> Exercise objective
Every line in the data below that has the word "startup" should be returned.

> Excerpted records
PR #69, opened 2022-07-07
Fix step order and num classes

joshanderson-kw:
Fix coffee recipe order to match 
https://docs.google.com/document/d/1jkF9Nht_-I6RFqJNLoEujPNkBzPY52jhKQqn4aCi9vY/edit#heading=h.maomtoit1ceh

Also has a few step name changes to match the activity detector label names. Tested this version of the task monitor with the latest activity detector and was able to step through the whole recipe by hacking the activity detector predictions a bit...


joshanderson-kw:
@Purg, where should I put the labels file I used? I feel like that should be checked in somewhere since it's tied so closely to the task monitor right now.

Purg:
> @Purg, where should I put the labels file I used? I feel like that should be checked in somewhere since it's tied so closely to the task monitor right now.

I'm not sure tightly coupling the activity model label list (which is activity detector implementation-specific) to the task monitor. Maybe we have this task monitor read in a config file (let's say, JSON) that maps detector labels to task steps indices. The content of the configuration file will be detector model specific and coffee task specific, but will at least be a configuration file that we can change.

joshanderson-kw:
> > @Purg, where should I put the labels file I used? I feel like that should be checked in somewhere since it's tied so closely to the task monitor right now.
> 
> I'm not sure tightly coupling the activity model label list (which is activity detector implementation-specific) to the task monitor. Maybe we have this task monitor read in a config file (let's say, JSON) that maps detector labels to task steps indices. The content of the configuration file will be detector model specific and coffee task specific, but will at least be a configuration file that we can change.

Ok, I added in a config file with the mapping from activities to step index. I also found a way with the transitions package to advance to the next step without needing the `to_state` and `activity_action` dicts with the `trigger` function, so that's why I removed those dictionaries. I tested it on my end and it looks OK (both timer steps and regular steps).

ros/angel_system_nodes/angel_system_nodes/task_monitor.py
```diff
@@ -65,7 +66,7 @@ class CoffeeDemoTask():
     Steps are listed under v1.2 here:
     https://docs.google.com/document/d/1MfbZdRS6tOGzqNSN-_22Xwmq-huk5_WdKeDSEulFOL0/edit#heading=h.l369fku95vnn
     """
-    def __init__(self):
+    def __init__(self, task_steps_file):
```
Purg, line 69: Please add a little documentation on what the format of this file is expected to be.

ros/angel_system_nodes/angel_system_nodes/task_monitor.py
```diff
@@ -75,26 +76,20 @@ def __init__(self):
...
+        # Create the list of steps
+        self.steps = []
+        for key, value in self._task_steps.items():
+            self.steps.append({'name': key.replace(' ', '_')})
+
+        # Manually add the finish step
+        self.steps.append({'name': 'Done'})
 
         # Create the transitions between steps, assuming linear steps
+        # TODO: use the step index to decide the destination step
```
Purg, line 92: It looks like this is what is happening now, so is this TODO accomplished?

tmux/task_monitor_debug.yml
```diff
@@ -71,6 +71,7 @@ windows:
       -r __ns:=${ROS_NAMESPACE}
       -p det_topic:=ActivityDetections
       -p task_update_topic:=TaskUpdates
+      -p task_steps:=${CONFIG_DIR}/default_task_steps.json
```
Purg, line 74: This config should more specifically reference that it is the MIT-LL eval 1 coffee recipe steps instead of "default".

ros/angel_system_nodes/angel_system_nodes/task_monitor.py
joshanderson-kw: Hmm I should have been more clear in the TODO. I meant for this to say that we should use the step indices in the provided task steps config file to decide the `dest` step. Right now it's just still assuming all of the steps are in linear order.

Purg (approved):

PR #70, opened 2022-07-08
Initial version of querytaskgraph service

hdefazio:
Test with:

$ tmuxinator start -p task_monitor_debug.yml

$ ros2 service call /debug/query_task_graph angel_msgs/srv/QueryTaskGraph

### DIFF
--- a/ros/angel_system_nodes/angel_system_nodes/task_monitor.py
+++ b/ros/angel_system_nodes/angel_system_nodes/task_monitor.py
@@ -1,6 +1,7 @@
 import json
 import threading
 import time
+import uuid
 from typing import Dict
 
 import numpy as np
@@ -8,9 +9,11 @@ import rclpy
 from rclpy.node import Node
 from rclpy.qos import qos_profile_sensor_data
 
-from angel_msgs.msg import ActivityDetection, TaskUpdate, TaskItem
+from angel_msgs.msg import ActivityDetection, TaskUpdate, TaskItem, TaskGraph, TaskNode
 from transitions import Machine
 import transitions
+
+from angel_msgs.srv import QueryTaskGraph
 
 
 class TeaTask():
@@ -145,6 +148,14 @@ class TaskMonitor(Node):
 
         self._task = CoffeeDemoTask(self._task_steps)
 
+        self._task_graph_service = self.create_service(
+            QueryTaskGraph,
+            "query_task_graph",
+            self.query_task_graph_callback
+        )
+
+        self._task = CoffeeDemoTask()
+
         # Represents the current state of the task
         self._current_step = self._task.state
         self._previous_step = None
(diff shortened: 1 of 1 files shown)


ros/angel_system_nodes/angel_system_nodes/task_monitor.py
```diff
@@ -282,6 +291,34 @@ def listener_callback(self, activity_msg):
...
+        and return it.
+        """
+        log = self.get_logger()
+        task_g = TaskGraph()
+
+        task_g.task_nodes = []
+        for t in self._task.steps:
+            t_node = TaskNode()
+
+            t_node.uid =  str(uuid.uuid4())
```
Purg, line 306: extra whitespace
```suggestion
            t_node.uid = str(uuid.uuid4())
```

Purg, line 306: This is going to create new UUIDs for the same tasks every time this is called. Either UUIDs should be assigned on construction, or be created "lazily" when this service is called for the first time (the former is probably simpler). UUIDs ideally might be consistent across restarts if they are based in some way on task data, e.g. the md5 checksum of the task name.

Purg: Actually, maybe one step better: since this response is static (the task graph is currently not changing during runtime), this message could be created once at construction and simply returned when this callback in invoked.

hdefazio: Re: md5 checksum, is it possible that we would have repeated tasks? Like step 5 and 10 are the same? And would we want those to have the same uid?

hdefazio: > Actually, maybe one step better: since this response is static (the task graph is currently not changing during runtime), this message could be created once at construction and simply returned when this callback is invoked.

I figured the use for this would be called once on startup (which is the other task I have to do)... if I'm following you correctly?

Purg: > Re: md5 checksum, is it possible that we would have repeated tasks? Like step 5 and 10 are the same? And would we want those to have the same uid?

Disregard me then, I don't think we need to have consistent UUIDs across processes for now so it's not really worth the effort to iron out those details with such a mechanism right now.

---

> I figured the use for this would be called once on startup (which is the other task I have to do)... if I'm following you correctly?

I presume you're also thinking about the HoloLens2 app's invocation of this which may ideally only call this "once". My comment here was just along the lines that this function from the source of truth is not idempotent. Logically it should return the same thing for the duration of the process but it currently does not.

ros/angel_system_nodes/angel_system_nodes/task_monitor.py
```diff
@@ -145,6 +148,14 @@ def __init__(self):
 
         self._task = CoffeeDemoTask(self._task_steps)
 
+        self._task_graph_service = self.create_service(
+            QueryTaskGraph,
+            "query_task_graph",
+            self.query_task_graph_callback
+        )
+
+        self._task = CoffeeDemoTask()
```
Purg, line 157: Small error in the rebase: this line was modified and master, which is present on L149 above, so remove this line.

Purg (approved):

PR #80, opened 2022-07-13
fix task strings

hdefazio:
Removes underscores from the task steps

### DIFF
--- a/docker/docker-compose.yml
+++ b/docker/docker-compose.yml
@@ -58,7 +58,6 @@ services:
       - ../tmux:${ANGEL_WORKSPACE_DIR}/tmux
       - ../angel_system:${ANGEL_WORKSPACE_DIR}/angel_system
       - ../model_files:${ANGEL_WORKSPACE_DIR}/model_files
-      - ../data:${ANGEL_WORKSPACE_DIR}/data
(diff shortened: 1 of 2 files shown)


hdefazio:
@joshanderson-kw

joshanderson-kw:
Has this been tested with the activity detector? I get errors when running with the activity detector output, but it works with the keyboard input.

Should we merge #83 first and add try this one?

Purg:
> Has this been tested with the activity detector? I get errors when running with the activity detector output, but it works with the keyboard input.
> 
> Should we merge #83 first and then try this one? @Purg

Yeah, let's get that in and then rebase this on master and test again.

hdefazio:
> > Has this been tested with the activity detector? I get errors when running with the activity detector output, but it works with the keyboard input.
> > Should we merge #83 first and then try this one? @Purg
> 
> Yeah, let's get that in and then rebase this on master and test again.

This also depends on #81, can we get that merged?

hdefazio:
ok, this is tested and rebased on master

joshanderson-kw:
I still see one of my old commits here. Is that why `_task_lock` was removed?

hdefazio:
Closing in favor of #85

PR #81, opened 2022-07-13
Add keyboard shortcut to task monitor

joshanderson-kw:
Use right arrow to skip to the next step.

This requires X server running on the host. I used `sudo xhost +` to allow the connection from the container.

### DIFF
--- a/ros/angel_system_nodes/angel_system_nodes/task_monitor.py
+++ b/ros/angel_system_nodes/angel_system_nodes/task_monitor.py
@@ -205,6 +205,13 @@ class TaskMonitor(Node):
         """
         log = self.get_logger()
 
+        # If we are currently in a timer state, exit early since we need to wait for
+        # the timer to finish
+        with self._timer_lock:
+            if self._timer_active:
+                log.info(f"Waiting for timer to finish for {self._task.state}")
+                return
+
         # We are expecting a "next" step activity. We observe that this
         # activity has been performed if the confidence of that activity has
         # met or exceeded the associated confidence threshold.
@@ -229,12 +236,6 @@ class TaskMonitor(Node):
         if current_activity is None:
             # No activity matching current task.
             return
-
-        # If we are currently in a timer state, exit early since we need to wait for
-        # the timer to finish
-        with self._timer_lock:
-            if self._timer_active:
-                return
 
         # Attempt to advance to the next step
         try:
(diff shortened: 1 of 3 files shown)


ros/angel_system_nodes/angel_system_nodes/task_monitor.py
```diff
@@ -355,11 +361,39 @@ def task_timer_thread(self):
         self.publish_task_state_message()
 
 
+    def monitor_keypress(self):
+        # Collect events until released
+        with keyboard.Listener(on_press=self.on_press) as listener:
+            listener.join()
+
```
Purg, line 368: Extraneous whitespace

ros/angel_system_nodes/angel_system_nodes/task_monitor.py
```diff
@@ -355,11 +361,39 @@ def task_timer_thread(self):
         self.publish_task_state_message()
```
Purg, line 362: Extraneous whitespace

ros/angel_system_nodes/angel_system_nodes/task_monitor.py
```diff
@@ -355,11 +361,39 @@ def task_timer_thread(self):
...
+    def monitor_keypress(self):
+        # Collect events until released
+        with keyboard.Listener(on_press=self.on_press) as listener:
+            listener.join()
+
+
+    def on_press(self, key):
+        """
+        Callback function for keypress events. If the right arrow is pressed,
+        the task monitor advances to the next step.
```
Purg, line 373: It would also be a good idea if you could log an info message when the node starts with this info/instructions so that we are prompted that this is a thing (possibly at the beginning of the `monitor_keypress` function above that is threaded).

ros/angel_system_nodes/angel_system_nodes/task_monitor.py
```diff
@@ -346,7 +351,8 @@ def task_timer_thread(self):
             self._timer_active = False
 
         # Advance to the next state
-        self._task.trigger(self._task.state)
+        with self._task_lock:
+            self._task.trigger(self._task.state)
```
Purg, line 355: This might not do what we expect if a manual override keypress happens during a timer (double forward). We may want to record the current state when this method starts, and either check during/after the loop that we are still in that state before advancing (or let the trigger error with a MachineError because we are no longer in the state to progress from) and return early.

joshanderson-kw: Ok, I added a check to make sure the state doesn't change during the  timer and tested it. Also, I moved the check for if a timer is active during the ActivityDetection callback to the beginning of that function so that it doesn't try to switch activities while a timer is going.

ros/angel_system_nodes/angel_system_nodes/task_monitor.py
```diff
@@ -358,31 +363,75 @@ def task_timer_thread(self):
...
+        # Record the current state
+        curr_state = self._task.state
+
         # Publish a task update message once per second
         for i in range(int(loops)):
             self.publish_task_state_message()
-            self._task.machine.states[self._task.state].timer_length -= 1
+
+            try:
+                self._task.machine.states[self._task.state].timer_length -= 1
```
Purg, line 374: Should this also use the new `curr_state` above? Otherwise, we may be modifying a different task's timing component on accident.

joshanderson-kw: Ahh, yeah good point. That is why I added the `try`. During testing `self._task` changed and threw an error.

joshanderson-kw: Oh, I see. Hadn't thought of that. I switched it to use `curr_state`.

Purg (approved):

PR #89, opened 2022-07-15
Remove no longer used param from swinb plugin and config

Purg:


Purg:
> LGTM. Should we also go ahead and remove `det_threshold` from the pytorch video implementation?

Sure, if it is not used there anymore as well. It happened to not be immediately relevant at the time I did this. If you could contribute a commit to this branch it would be appreciated.

joshanderson-kw (approved):

PR #91, opened 2022-07-15
Add done step back

joshanderson-kw:
Removing the done step caused an error when the last activity tried to trigger.

There doesn't seem to be a good way in the ARUI to indicate that the very last step has been completed, so adding this back in for now.


Purg (approved):

Purg:
I suppose I'll tag the new master with a patch version bump

PR #92, opened 2022-07-20
added video dataset creation script

alexander-lynch:


scripts/create_custom_video_dataset.py
```diff
@@ -0,0 +1,105 @@
...
+        for i in len(os.listdir(args.label_folder)):
+            temp_df = pd.read_feather(args.label_out_path + "{}_{}.feather".format(file, i))
+            final_df = pd.concat([final_df, temp_df]).reset_index(drop=True, inplace=False)
+        print(final_df)
+        final_df.to_feather(args.label_out_path + "{}.feather".format(file))
+        
+
+
+if __name__ == "__main__":
+    ap = argparse.ArgumentParser()
```
Purg, line 94: Let's add some description to this tool so that we know what it is for and how to use it when we come back to it (module doc-string, CLI arg parser description, argument help docs, etc.)

scripts/create_custom_video_dataset.py
```diff
@@ -0,0 +1,105 @@
+import argparse
```
Purg, line 1: Given that this script is intended to be run via the CLI we could add the traditional "hashbang" line here and make it executable
```suggestion
#!/usr/bin/env python3
import argparse
```

scripts/create_custom_video_dataset.py
```diff
@@ -0,0 +1,105 @@
...
+import cv2
+import os
+import pandas as pd
+import shutil
+from PIL import Image
+
+def main(args):
```
Purg, line 8: Two newline separation (PEP8)
```suggestion
from PIL import Image


def main(args):
```

Purg (approved):

PR #3082, opened 2025-07-15
[Dotdigital] - new actions

joe-ayoub-segment:
New Actions for Dotdigital Destination 

## Testing

Tested locally and not in use by customers.


joe-ayoub-segment:
PR deployed

PR #3085, opened 2025-07-16
[STRATCONN-6006] - CM360 handle 200 responses with errors

joe-ayoub-segment:
See https://twilio-engineering.atlassian.net/browse/STRATCONN-6006

CM360 platform can return 20X responses which can contain errors. Currently these types of responses are not handled, so the customer is not able to observe the error conditions and cannot therefor resolve them. 

This PR handles 20X responses which have errors and rethrows a 400.  

## Testing

Tested locally and unit tests added.


joe-ayoub-segment:
PR deployed

PR #3088, opened 2025-07-16
s3_aws_region marked required

nk1107:
This change marks the s3_aws_region field as required property
image (1)

## Testing

### DIFF
--- a/packages/destination-actions/src/destinations/liveramp-audiences/audienceEnteredS3/index.ts
+++ b/packages/destination-actions/src/destinations/liveramp-audiences/audienceEnteredS3/index.ts
@@ -32,7 +32,8 @@ const action: ActionDefinition<Settings, Payload> = {
     s3_aws_region: {
       label: 'AWS Region (S3 only)',
       description: 'Region where the S3 bucket is hosted.',
-      type: 'string'
+      type: 'string',
+      required: true
     },
     audience_key: {
       label: 'LiveRamp Audience Key',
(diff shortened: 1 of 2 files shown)


packages/destination-actions/src/destinations/liveramp-audiences/audienceEnteredS3/index.ts
```diff
@@ -32,7 +32,8 @@ const action: ActionDefinition<Settings, Payload> = {
     s3_aws_region: {
       label: 'AWS Region (S3 only)',
       description: 'Region where the S3 bucket is hosted.',
-      type: 'string'
+      type: 'string',
+      required: true
```
joe-ayoub-segment, line 36: hi @nk1107 I know this is only a draft PR, but just need to let you know that this will break the Integration for any customer who is already using it who isn't sending a value for this field. We need to be super careful about changing a field from being optional to required. Happy to discuss if needed.

sayan-das-in: Hi @joe-ayoub-segment , for LiveRamp this is a required field and if the data is missing it would anyways fail at the end of the pipeline where we lack visibility. The idea of this is to push those errors further up in the pipeline so that users know what is failing and why right at integrations.

sayan-das-in: The screenshot attached to this PR confirms there are no users who has this field set to empty.

sayan-das-in (approved):

joe-ayoub-segment:
Hi @nk1107 PR deployed

PR #3101, opened 2025-07-22
STRATCONN-6008 - [Twilio Messaging] - WIP tags support

joe-ayoub-segment:
WIP - add support to pass tags with a message.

> Result for this exercise
I figured the use for this would be called once on startup (which is the other task I have to do)... if I'm following you correctly?
> I figured the use for this would be called once on startup (which is the other task I have to do)... if I'm following you correctly?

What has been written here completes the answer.